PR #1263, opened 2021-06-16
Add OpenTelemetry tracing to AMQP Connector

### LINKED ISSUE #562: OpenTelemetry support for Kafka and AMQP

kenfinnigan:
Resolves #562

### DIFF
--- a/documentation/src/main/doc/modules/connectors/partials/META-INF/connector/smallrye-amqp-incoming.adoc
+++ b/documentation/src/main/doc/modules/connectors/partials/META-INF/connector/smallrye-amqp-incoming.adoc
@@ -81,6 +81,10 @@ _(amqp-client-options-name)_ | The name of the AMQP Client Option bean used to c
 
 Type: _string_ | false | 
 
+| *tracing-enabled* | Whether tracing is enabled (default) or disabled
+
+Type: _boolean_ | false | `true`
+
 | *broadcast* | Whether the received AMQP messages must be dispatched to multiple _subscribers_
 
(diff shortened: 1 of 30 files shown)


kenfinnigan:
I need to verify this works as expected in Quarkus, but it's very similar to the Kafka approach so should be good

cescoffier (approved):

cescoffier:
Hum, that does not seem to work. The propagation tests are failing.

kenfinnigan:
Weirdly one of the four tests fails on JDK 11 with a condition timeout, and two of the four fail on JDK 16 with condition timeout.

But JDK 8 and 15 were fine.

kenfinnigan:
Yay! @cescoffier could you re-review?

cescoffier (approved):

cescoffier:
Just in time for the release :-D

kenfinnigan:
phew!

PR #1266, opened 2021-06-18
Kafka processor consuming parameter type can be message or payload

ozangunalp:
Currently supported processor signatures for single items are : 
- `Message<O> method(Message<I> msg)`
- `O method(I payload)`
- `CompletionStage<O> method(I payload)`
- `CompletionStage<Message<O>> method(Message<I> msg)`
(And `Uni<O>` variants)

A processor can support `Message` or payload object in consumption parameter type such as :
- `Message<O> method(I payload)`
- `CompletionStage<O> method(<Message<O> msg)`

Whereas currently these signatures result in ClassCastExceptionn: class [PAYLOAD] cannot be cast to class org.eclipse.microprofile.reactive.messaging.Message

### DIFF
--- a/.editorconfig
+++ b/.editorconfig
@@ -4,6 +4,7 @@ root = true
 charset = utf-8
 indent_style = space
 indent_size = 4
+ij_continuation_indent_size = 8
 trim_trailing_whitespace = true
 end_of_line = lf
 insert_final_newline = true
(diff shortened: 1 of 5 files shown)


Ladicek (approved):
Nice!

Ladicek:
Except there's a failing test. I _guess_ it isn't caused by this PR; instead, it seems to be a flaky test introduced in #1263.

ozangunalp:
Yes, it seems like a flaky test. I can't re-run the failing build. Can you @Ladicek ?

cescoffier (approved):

What the exercise asks ▸
Where the word "OpenTelemetry" appears in a line of the entries above, count that line; give only the number.

Task output ▸
2